Look for "frontend" in the listing below. Gather each line that contains it.

= Beginning of Section =

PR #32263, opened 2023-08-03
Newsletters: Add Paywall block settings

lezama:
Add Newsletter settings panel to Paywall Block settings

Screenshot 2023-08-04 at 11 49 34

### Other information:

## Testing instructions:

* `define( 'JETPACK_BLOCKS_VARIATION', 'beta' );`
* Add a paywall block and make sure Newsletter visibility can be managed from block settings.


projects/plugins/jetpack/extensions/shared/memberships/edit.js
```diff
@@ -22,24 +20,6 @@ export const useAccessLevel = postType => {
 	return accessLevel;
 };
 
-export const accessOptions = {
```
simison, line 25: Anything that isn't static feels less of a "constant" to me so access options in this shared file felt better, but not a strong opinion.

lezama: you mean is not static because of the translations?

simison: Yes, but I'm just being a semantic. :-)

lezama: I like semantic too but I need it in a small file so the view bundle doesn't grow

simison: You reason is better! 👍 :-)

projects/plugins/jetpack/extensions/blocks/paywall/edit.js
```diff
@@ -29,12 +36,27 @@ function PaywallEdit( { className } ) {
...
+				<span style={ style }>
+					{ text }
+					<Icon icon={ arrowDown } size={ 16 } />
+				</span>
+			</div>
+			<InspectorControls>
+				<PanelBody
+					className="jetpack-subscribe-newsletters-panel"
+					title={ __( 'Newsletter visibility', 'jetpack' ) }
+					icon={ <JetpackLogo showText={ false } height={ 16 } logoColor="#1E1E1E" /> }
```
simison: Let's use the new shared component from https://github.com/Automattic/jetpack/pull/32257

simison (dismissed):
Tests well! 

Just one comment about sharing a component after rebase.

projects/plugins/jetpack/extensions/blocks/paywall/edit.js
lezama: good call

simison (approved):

= End of Section =
= Beginning of Section =

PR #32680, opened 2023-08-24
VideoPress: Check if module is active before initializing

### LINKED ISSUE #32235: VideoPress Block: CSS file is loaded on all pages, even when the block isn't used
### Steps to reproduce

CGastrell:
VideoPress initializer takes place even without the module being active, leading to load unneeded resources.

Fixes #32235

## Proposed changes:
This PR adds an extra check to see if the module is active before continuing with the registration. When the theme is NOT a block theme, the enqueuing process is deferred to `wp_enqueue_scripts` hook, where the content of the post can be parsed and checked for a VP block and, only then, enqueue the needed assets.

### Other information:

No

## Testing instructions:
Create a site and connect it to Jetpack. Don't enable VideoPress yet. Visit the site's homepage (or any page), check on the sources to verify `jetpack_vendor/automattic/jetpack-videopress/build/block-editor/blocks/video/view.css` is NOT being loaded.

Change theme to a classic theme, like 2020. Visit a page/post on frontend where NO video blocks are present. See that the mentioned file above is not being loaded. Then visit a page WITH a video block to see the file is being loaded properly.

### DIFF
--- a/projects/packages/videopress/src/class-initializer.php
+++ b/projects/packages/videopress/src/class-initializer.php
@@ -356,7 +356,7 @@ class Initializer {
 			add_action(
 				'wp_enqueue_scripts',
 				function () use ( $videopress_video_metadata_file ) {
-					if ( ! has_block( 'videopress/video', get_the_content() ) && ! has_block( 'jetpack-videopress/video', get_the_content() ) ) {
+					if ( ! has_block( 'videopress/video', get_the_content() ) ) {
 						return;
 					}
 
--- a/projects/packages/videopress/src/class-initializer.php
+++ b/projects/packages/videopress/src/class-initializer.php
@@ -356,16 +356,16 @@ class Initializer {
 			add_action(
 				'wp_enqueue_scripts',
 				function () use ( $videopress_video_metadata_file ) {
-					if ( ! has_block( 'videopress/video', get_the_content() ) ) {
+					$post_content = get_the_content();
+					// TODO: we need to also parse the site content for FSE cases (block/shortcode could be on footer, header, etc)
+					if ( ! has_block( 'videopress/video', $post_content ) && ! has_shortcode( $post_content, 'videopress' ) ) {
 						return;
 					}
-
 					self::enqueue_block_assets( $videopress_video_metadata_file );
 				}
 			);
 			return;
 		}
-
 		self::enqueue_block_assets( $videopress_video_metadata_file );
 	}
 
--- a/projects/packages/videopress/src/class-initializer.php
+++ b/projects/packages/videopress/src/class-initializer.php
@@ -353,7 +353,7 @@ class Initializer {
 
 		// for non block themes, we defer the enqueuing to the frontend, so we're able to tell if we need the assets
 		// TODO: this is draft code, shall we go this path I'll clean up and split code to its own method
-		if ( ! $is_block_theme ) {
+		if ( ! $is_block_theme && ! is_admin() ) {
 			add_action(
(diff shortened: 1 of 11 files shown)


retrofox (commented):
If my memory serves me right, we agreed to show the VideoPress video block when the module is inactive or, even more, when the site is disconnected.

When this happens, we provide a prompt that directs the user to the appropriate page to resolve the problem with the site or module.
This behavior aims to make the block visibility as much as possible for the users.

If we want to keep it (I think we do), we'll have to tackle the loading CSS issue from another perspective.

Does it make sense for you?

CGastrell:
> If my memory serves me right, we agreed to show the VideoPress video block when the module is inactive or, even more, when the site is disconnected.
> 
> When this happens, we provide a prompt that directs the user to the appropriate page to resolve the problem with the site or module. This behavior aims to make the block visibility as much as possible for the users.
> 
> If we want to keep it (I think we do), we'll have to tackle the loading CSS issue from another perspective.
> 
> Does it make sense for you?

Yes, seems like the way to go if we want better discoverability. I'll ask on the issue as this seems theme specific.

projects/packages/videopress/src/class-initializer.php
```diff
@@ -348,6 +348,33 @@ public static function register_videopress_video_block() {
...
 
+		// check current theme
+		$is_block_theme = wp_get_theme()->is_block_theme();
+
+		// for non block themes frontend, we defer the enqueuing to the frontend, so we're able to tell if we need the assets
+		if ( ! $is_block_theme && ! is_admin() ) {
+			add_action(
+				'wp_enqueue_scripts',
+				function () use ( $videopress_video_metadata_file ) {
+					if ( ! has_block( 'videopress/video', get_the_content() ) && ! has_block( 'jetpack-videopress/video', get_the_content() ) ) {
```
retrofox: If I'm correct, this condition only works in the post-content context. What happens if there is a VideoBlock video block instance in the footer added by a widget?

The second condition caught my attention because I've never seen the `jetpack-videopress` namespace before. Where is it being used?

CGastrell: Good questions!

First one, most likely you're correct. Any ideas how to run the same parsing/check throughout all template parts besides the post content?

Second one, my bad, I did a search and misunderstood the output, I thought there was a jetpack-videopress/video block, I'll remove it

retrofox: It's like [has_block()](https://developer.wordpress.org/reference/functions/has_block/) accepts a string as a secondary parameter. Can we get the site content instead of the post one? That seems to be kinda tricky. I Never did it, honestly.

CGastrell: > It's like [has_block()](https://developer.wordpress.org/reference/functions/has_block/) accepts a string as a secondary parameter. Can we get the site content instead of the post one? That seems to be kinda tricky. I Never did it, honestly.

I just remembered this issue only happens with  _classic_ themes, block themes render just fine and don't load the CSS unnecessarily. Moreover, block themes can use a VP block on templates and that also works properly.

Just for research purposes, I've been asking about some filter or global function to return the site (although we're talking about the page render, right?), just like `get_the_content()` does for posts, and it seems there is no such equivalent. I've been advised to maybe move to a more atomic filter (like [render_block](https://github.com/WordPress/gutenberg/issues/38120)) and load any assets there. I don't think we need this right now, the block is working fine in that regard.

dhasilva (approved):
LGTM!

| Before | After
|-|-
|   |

= End of Section =
= Beginning of Section =

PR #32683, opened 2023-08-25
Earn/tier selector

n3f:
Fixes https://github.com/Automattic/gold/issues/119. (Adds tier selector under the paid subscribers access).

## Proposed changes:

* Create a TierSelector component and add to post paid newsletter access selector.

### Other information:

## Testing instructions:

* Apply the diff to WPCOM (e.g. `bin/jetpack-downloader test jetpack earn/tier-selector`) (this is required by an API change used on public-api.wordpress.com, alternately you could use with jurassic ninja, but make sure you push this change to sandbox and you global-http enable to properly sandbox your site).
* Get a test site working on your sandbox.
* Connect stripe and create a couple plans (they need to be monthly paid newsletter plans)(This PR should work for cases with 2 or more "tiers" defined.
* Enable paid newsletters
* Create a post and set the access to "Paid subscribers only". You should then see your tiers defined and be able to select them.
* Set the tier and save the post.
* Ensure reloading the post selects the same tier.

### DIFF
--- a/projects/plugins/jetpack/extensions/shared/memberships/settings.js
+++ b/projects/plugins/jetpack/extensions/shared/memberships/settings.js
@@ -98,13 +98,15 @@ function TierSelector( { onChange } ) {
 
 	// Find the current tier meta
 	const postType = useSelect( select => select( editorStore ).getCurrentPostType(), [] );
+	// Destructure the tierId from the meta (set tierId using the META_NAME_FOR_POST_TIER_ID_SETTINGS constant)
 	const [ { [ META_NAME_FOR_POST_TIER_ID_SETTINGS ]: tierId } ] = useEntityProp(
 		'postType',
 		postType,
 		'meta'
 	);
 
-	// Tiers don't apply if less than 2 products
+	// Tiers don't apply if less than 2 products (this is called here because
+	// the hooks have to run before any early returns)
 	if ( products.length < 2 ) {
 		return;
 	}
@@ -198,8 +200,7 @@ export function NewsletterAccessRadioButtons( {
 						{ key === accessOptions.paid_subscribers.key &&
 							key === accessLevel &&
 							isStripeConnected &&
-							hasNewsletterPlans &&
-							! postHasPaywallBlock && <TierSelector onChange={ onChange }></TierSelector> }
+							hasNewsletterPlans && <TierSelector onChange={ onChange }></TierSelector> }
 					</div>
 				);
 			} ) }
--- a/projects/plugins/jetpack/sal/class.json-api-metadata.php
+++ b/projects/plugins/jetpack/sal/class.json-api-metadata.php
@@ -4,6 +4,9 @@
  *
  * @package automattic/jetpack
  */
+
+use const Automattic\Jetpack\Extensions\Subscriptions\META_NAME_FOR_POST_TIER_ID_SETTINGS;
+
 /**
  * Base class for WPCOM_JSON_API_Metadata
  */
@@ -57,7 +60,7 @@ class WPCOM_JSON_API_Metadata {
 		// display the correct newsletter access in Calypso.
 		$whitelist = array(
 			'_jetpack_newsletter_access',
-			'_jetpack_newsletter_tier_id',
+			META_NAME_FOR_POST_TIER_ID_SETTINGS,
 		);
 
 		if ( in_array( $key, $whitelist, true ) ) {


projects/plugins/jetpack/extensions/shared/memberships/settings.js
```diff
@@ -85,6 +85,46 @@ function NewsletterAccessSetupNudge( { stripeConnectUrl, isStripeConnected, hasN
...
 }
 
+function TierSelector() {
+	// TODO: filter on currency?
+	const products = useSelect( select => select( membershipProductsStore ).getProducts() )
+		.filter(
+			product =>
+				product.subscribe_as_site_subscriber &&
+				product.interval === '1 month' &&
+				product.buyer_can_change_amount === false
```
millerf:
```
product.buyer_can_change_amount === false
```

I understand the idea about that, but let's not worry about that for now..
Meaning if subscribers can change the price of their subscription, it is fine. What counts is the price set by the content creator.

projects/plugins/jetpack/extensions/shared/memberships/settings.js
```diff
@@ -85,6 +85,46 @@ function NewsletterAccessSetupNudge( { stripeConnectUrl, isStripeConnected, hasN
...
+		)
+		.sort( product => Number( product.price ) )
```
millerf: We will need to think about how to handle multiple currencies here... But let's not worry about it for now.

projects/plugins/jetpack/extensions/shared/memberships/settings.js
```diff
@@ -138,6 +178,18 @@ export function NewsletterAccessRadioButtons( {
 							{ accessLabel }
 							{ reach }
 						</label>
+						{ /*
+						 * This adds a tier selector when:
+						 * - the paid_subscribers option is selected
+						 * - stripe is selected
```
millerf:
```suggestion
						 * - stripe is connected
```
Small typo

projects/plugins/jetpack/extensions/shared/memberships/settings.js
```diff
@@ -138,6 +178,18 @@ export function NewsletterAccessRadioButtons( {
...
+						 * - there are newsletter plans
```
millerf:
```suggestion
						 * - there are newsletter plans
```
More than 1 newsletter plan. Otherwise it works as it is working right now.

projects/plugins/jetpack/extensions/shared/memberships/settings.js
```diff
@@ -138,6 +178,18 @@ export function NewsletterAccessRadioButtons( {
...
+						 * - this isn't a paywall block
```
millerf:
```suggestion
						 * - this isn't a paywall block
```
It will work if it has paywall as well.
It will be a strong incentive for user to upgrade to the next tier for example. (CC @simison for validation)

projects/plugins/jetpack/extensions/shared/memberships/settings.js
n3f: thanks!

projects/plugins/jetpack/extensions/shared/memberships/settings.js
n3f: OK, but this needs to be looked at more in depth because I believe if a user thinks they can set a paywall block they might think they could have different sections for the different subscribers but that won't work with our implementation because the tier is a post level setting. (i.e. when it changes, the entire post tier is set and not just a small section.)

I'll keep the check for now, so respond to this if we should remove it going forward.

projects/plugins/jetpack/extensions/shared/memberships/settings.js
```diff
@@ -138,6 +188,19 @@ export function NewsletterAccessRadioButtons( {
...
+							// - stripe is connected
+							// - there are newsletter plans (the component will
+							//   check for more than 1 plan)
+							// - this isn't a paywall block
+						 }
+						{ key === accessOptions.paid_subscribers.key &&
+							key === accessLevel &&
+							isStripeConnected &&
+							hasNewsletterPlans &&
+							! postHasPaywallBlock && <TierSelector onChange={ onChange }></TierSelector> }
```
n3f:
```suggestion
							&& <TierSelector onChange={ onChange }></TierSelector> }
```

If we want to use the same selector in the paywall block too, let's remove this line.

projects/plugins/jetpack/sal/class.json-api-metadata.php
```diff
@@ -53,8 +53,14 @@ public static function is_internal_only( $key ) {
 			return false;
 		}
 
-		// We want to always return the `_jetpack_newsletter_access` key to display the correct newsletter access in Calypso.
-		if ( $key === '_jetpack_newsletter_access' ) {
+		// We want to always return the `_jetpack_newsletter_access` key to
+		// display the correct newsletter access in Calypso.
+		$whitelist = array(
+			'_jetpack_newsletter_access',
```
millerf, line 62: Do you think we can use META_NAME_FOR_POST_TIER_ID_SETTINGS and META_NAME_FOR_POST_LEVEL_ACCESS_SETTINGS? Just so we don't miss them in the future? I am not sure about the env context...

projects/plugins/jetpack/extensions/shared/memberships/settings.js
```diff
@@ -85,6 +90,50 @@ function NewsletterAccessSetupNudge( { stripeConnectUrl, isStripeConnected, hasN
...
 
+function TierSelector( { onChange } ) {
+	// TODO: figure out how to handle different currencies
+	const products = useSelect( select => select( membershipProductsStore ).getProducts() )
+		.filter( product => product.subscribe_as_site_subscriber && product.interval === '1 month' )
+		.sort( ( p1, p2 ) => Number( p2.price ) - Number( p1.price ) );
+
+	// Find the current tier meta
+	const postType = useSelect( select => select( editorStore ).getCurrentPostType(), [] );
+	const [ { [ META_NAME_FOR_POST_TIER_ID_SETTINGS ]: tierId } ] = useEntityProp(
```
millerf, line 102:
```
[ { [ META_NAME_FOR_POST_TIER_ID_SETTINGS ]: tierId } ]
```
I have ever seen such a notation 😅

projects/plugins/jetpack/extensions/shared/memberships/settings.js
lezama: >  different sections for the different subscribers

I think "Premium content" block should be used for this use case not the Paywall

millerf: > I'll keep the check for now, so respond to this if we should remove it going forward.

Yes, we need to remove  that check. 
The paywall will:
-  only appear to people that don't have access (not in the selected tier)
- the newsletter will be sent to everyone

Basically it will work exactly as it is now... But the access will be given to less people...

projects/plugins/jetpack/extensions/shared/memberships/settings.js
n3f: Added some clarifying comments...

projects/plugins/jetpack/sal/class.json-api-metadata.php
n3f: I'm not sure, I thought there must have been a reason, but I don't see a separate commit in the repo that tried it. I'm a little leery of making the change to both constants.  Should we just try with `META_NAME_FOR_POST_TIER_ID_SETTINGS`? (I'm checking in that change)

= End of Section =

=== RESULT FOR THIS TASK ===
Change theme to a classic theme, like 2020. Visit a page/post on frontend where NO video blocks are present. See that the mentioned file above is not being loaded. Then visit a page WITH a video block to see the file is being loaded properly.
 		// for non block themes, we defer the enqueuing to the frontend, so we're able to tell if we need the assets
+		// for non block themes frontend, we defer the enqueuing to the frontend, so we're able to tell if we need the assets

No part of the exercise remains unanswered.